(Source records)
PR #2715, opened 2024-07-29
Read secrets for onboarding-token validation

Mrudraia:
This PR reads the secrets instead of reading the secrets from the volume mounts. 
whenever the new onboarding secrets are created, it takes more time to read the secrets from the volume mounts,
The user clicks the rotate onboarding  keys, the kubernetes still uses the old  public, private keys , the new keys are mounted later,  So this PR will read the secrets directly from the kubernetes secrets.

PR #2569, opened 2024-04-19
remove rotation of keys endpoint from ux-backend

leelavg:
existing mechanism is only working as a proxy for deletion of secret w/ no added value, so deleting this endpoint and UI will be wired to directly perform the operator.

ref: #2469

PR #2790, opened 2024-09-10
Read secrets for onboarding-token validation

mrudraia1:
This PR is a copy PR of https://github.com/red-hat-storage/ocs-operator/pull/2715

I faced git account issues, I was not able to recover my account, so created a new PR with new account

This PR reads the secrets instead of reading the secrets from the volume mounts.
whenever the new onboarding secrets are created, it takes more time to read the secrets from the volume mounts,
The user clicks the rotate onboarding keys, the kubernetes still uses the old public, private keys , the new keys are mounted later, So this PR will read the secrets directly from the kubernetes secrets.

### DIFF
--- a/controllers/storagecluster/storageclient.go
+++ b/controllers/storagecluster/storageclient.go
@@ -6,6 +6,7 @@ import (
 	ocsclientv1a1 "github.com/red-hat-storage/ocs-client-operator/api/v1alpha1"
 	ocsv1 "github.com/red-hat-storage/ocs-operator/api/v4/v1"
 	"github.com/red-hat-storage/ocs-operator/v4/controllers/util"
+
 	kerrors "k8s.io/apimachinery/pkg/api/errors"
 	"sigs.k8s.io/controller-runtime/pkg/controller/controllerutil"
 	"sigs.k8s.io/controller-runtime/pkg/reconcile"
@@ -31,7 +32,7 @@ func (s *storageClient) ensureCreated(r *StorageClusterReconciler, storagecluste
 	storageClient.Name = storagecluster.Name
 	_, err := controllerutil.CreateOrUpdate(r.ctx, r.Client, storageClient, func() error {
 		if storageClient.Status.ConsumerID == "" {
-			token, err := util.GenerateOnboardingToken(tokenLifetimeInHours, onboardingPrivateKeyFilePath, nil)
+			token, err := util.GenerateClientOnboardingToken(tokenLifetimeInHours, onboardingPrivateKeyFilePath, nil)
 			if err != nil {
 				return fmt.Errorf("unable to generate onboarding token: %v", err)
 			}
--- a/controllers/storagecluster/storageclient.go
+++ b/controllers/storagecluster/storageclient.go
@@ -2,12 +2,16 @@ package storagecluster
 
 import (
 	"fmt"
+	"maps"
+	"strconv"
 
 	ocsclientv1a1 "github.com/red-hat-storage/ocs-client-operator/api/v1alpha1"
 	ocsv1 "github.com/red-hat-storage/ocs-operator/api/v4/v1"
 	"github.com/red-hat-storage/ocs-operator/v4/controllers/util"
 
+	corev1 "k8s.io/api/core/v1"
 	kerrors "k8s.io/apimachinery/pkg/api/errors"
+	"sigs.k8s.io/controller-runtime/pkg/client"
 	"sigs.k8s.io/controller-runtime/pkg/controller/controllerutil"
 	"sigs.k8s.io/controller-runtime/pkg/reconcile"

> _Problem to solve_: Identify the lines in the entries above that contain "mounted", then copy them out.

> _Result of the exercise_:
The user clicks the rotate onboarding  keys, the kubernetes still uses the old  public, private keys , the new keys are mounted later,  So this PR will read the secrets directly from the kubernetes secrets.
The user clicks the rotate onboarding keys, the kubernetes still uses the old public, private keys , the new keys are mounted later, So this PR will read the secrets directly from the kubernetes secrets.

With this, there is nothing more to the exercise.